Both parties show a similar trend in direction and rate of change of success, with one trailing behind the other one due to system delays. Even though the pattern shows stable periods, the overall trend follows a downward direction. The above simulation can be run from InsightMaker.

==Possible leverage points==

It is possible to achieve leverage by introducing or re-emphasising a link between each party's success, thus re-establishing the outer virtuous reinforcing loop shown in Figure 3. Kemeny proposes a list of seven action steps to deal with the unintended consequences of each party's actions, given their mental models:

- Reconstruct the conditions that were the catalyst for collaboration.
- Review the original understandings and expected mutual benefits.
- Identify conflicting incentives that may be driving adversarial behaviour.
- Map the unintended side effects of each party’s actions.
- Develop overarching goals that align the efforts of the parties.
- Establish metrics to monitor collaborative behaviour.
- Establish routine communication

==Example==

A classic example of the Accidental Adversaries system archetype is that of Procter and Gamble supplying Wal-Mart.
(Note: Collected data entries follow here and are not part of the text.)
PR #741, opened 2024-01-15
Fix #681: Make create device service resilient to paralel device creation with same activationId

### LINKED ISSUE #681: Make create device service resilient to paralel device creation with same activationId
Steps to reproduce the issue:
Call push/device/create with the same `activationId`, that doesn't exist in the push server yet, multiple times in parallel.

Expected result:
A new record is created and updated several times - depending on the number of parallel calls.

Actual result:
One call creates a new record, others fail on unique constraint violation.

jnpsk:
Fix #681 by implementing retry mechanism.

- created separated method `createOrUpdateDevice()`
- the method is called repeatedly in case of the `DataIntegrityViolationException` (3 times tops by default, then the original exception is thrown)
- added missing constraint on the entity level (db schema already uses those constraint since v0.23). Necessary for the parallel creation test case.

Tested also on a running app via REST API using `seq 1 10 | xargs -n1 -P5 curl ...`

### DIFF
--- a/powerauth-push-server/src/main/java/io/getlime/push/controller/rest/PushDeviceController.java
+++ b/powerauth-push-server/src/main/java/io/getlime/push/controller/rest/PushDeviceController.java
@@ -38,6 +38,8 @@ import io.swagger.v3.oas.annotations.Operation;
 import org.slf4j.Logger;
 import org.slf4j.LoggerFactory;
 import org.springframework.beans.factory.annotation.Autowired;
+import org.springframework.dao.DataIntegrityViolationException;
+import org.springframework.retry.support.RetryTemplate;
 import org.springframework.web.bind.annotation.*;
 
 import java.util.*;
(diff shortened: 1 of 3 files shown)


romanstrobl (approved):
I think this is a good solution, so I approve the pull request. 

However, there are few issue to consider, it can be separate improvements, too:
- I suggest to add logging so it is clear when the retries happen.
- What is the maximum number of retries? Are we relying on the default? If yes, let's document it, or otherwise set the default programatically using retry policy, so it is clear how many retries can be used.
- Have you considered using a backoff policy? In case the database is slow we may use all retry attempts when there is no backoff. So that is worth considering.

powerauth-push-server/src/main/java/io/getlime/push/controller/rest/PushDeviceController.java
```diff
@@ -93,17 +95,32 @@ public Response createDevice(@RequestBody ObjectRequest<CreateDeviceRequest> req
...
+        RetryTemplate.builder()
+                .retryOn(DataIntegrityViolationException.class)
+                .build()
+                .execute(ctx -> createOrUpdateDevice(requestObject, appCredentials));
+
+        logger.info("The createDevice request succeeded, app ID: {}, activation ID: {}, platform: {}", requestObject.getAppId(), requestObject.getActivationId(), requestObject.getPlatform());
+        return new Response();
+    }
+
+    private Void createOrUpdateDevice(final CreateDeviceRequest requestObject, final AppCredentialsEntity appCredentials) throws PushServerException {
```
romanstrobl, line 116: Are you sure this method should return `Void` and not `void`?

romanstrobl (changes requested):
The `Void` return type seems invalid for method `createOrUpdateDevice`, it should probably be `void`.

powerauth-push-server/src/main/java/io/getlime/push/controller/rest/PushDeviceController.java
banterCZ: Indeed, `Void` is correct, since `public final <T, E extends Throwable> T execute(RetryCallback<T, E> retryCallback) throws E {`

romanstrobl: Ah, ok, my bad.

romanstrobl (approved):

powerauth-push-server/src/main/java/io/getlime/push/controller/rest/PushDeviceController.java
```diff
@@ -93,17 +95,32 @@ public Response createDevice(@RequestBody ObjectRequest<CreateDeviceRequest> req
...
-        String activationId = requestObject.getActivationId();
-        List<PushDeviceRegistrationEntity> devices = lookupDeviceRegistrations(appId, activationId, pushToken);
-        final AppCredentialsEntity appCredentials = findAppCredentials(appId);
-        PushDeviceRegistrationEntity device;
+
+        final AppCredentialsEntity appCredentials = findAppCredentials(requestObject.getAppId());
+
+        // In case of parallel requests to create new device, the createOrUpdateDevice may fail because of unique
+        // constraint violation. Try to repeat the save.
+        RetryTemplate.builder()
```
banterCZ, line 107: Have you considered using`@Retryable` and moving it into the service layer instead of the controller?

powerauth-push-server/src/main/java/io/getlime/push/controller/rest/PushDeviceController.java
```diff
@@ -93,17 +95,32 @@ public Response createDevice(@RequestBody ObjectRequest<CreateDeviceRequest> req
...
+                .retryOn(DataIntegrityViolationException.class)
+                .build()
```
banterCZ, line 109: The default retry count looks good, but I agree with @romanstrobl , let's think about _backOffPolicy_.

```java
private volatile BackOffPolicy backOffPolicy = new NoBackOffPolicy();
private volatile RetryPolicy retryPolicy = new SimpleRetryPolicy(3);
```

powerauth-push-server/src/main/java/io/getlime/push/controller/rest/PushDeviceController.java
```diff
@@ -93,17 +95,32 @@ public Response createDevice(@RequestBody ObjectRequest<CreateDeviceRequest> req
...
+    private Void createOrUpdateDevice(final CreateDeviceRequest requestObject, final AppCredentialsEntity appCredentials) throws PushServerException {
+        final String appId = requestObject.getAppId();
+        final String pushToken = requestObject.getToken();
+        final String platform = requestObject.getPlatform();
+        final String activationId = requestObject.getActivationId();
+
+        final List<PushDeviceRegistrationEntity> devices = lookupDeviceRegistrations(appId, activationId, pushToken);
+        final PushDeviceRegistrationEntity device;
         if (devices.isEmpty()) {
             // The device registration is new, create a new entity.
```
banterCZ, line 125: May we convert this comment into a log statement, at least DEBUG level?

powerauth-push-server/src/main/java/io/getlime/push/controller/rest/PushDeviceController.java
jnpsk: Will be considered in the separate issue https://github.com/wultra/powerauth-push-server/issues/742

banterCZ (approved):
Thanks for introducing backoff.

PR #749, opened 2024-01-22
Fix #748: Switch H2 test db from file into mem

### LINKED ISSUE #748: Switch H2 test db from file into mem
It is not necessary to have a testing H2 database in a file. Moreover, it causes data incompatibility problems, when the dependency is updated.

banterCZ:


jnpsk (approved):
looks ok

PR #754, opened 2024-01-25
Fix #753: Change platform into JPA enum

### LINKED ISSUE #753: Change platform into JPA enum
Change field `PushDeviceRegistrationEntity#platform` type of `String` into `Enum` which improves type safety. Mind that using `@Enumerated(EnumType.STRING)` is not powerful enough, lower-cases need to be kept because of backward compatibility.

banterCZ:


powerauth-push-server/src/main/java/io/getlime/push/repository/model/PlatformConverter.java
```diff
@@ -0,0 +1,47 @@
...
+            case ANDROID -> "android";
+        };
+    }
+
+    @Override
+    public Platform convertToEntityAttribute(final String dbData) {
+        return switch (dbData) {
+            case "ios" -> Platform.IOS;
+            case "android" -> Platform.ANDROID;
+            default -> throw new MappingException("No mapping for platform: " + dbData);
```
romanstrobl, line 44: How is this exception being handled? Is it correct to use a Hibernate exception for a class which is not database related?

romanstrobl (approved):
This is a nice refactoring, however, let's review the error handling.

powerauth-push-server/src/main/java/io/getlime/push/repository/model/PlatformConverter.java
banterCZ: Good question. The class `package private`, is placed in the package `io.getlime.push.repository.model`, so I consider `repository` as a database package, and used by the entity `PushDeviceRegistrationEntity`.

banterCZ: At the end, I have removed the Hibernate exception.

jandusil (approved):
Good addition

When Procter and Gamble's profits decline, they introduce promotions. This results in extra costs and decreasing profitability for Wal-Mart. Wal-Mart's responds by stocking-up – buying large quantities of products during the discount period – and then selling them at regular prices when promotions end, thereby increasing its margins. Procter and Gamble's production now faces great swings in volume because Wal-Mart does not need to order products for months, which adds to P and G's costs. To improve their situation, Procter and Gamble pushes even more on promotions, blaming at the same time Wal-Mart for their problems. Wal-Mart reacts by stocking-up even more. Eventually, Procter and Gamble finds itself putting a lot of effort into promotions, at the expense of new product development, while Wal-Mart concentrates solely on buying and storing promoted products rather than improving their operations. The situation is described by the causal loop diagram in Figure 5.
In the Procter and Gamble/Wal-Mart case, leverage was achieved by bringing both parties together to understand the structure they had unintentionally created, even though each party 's action was completely rational and understandable from their local perspective.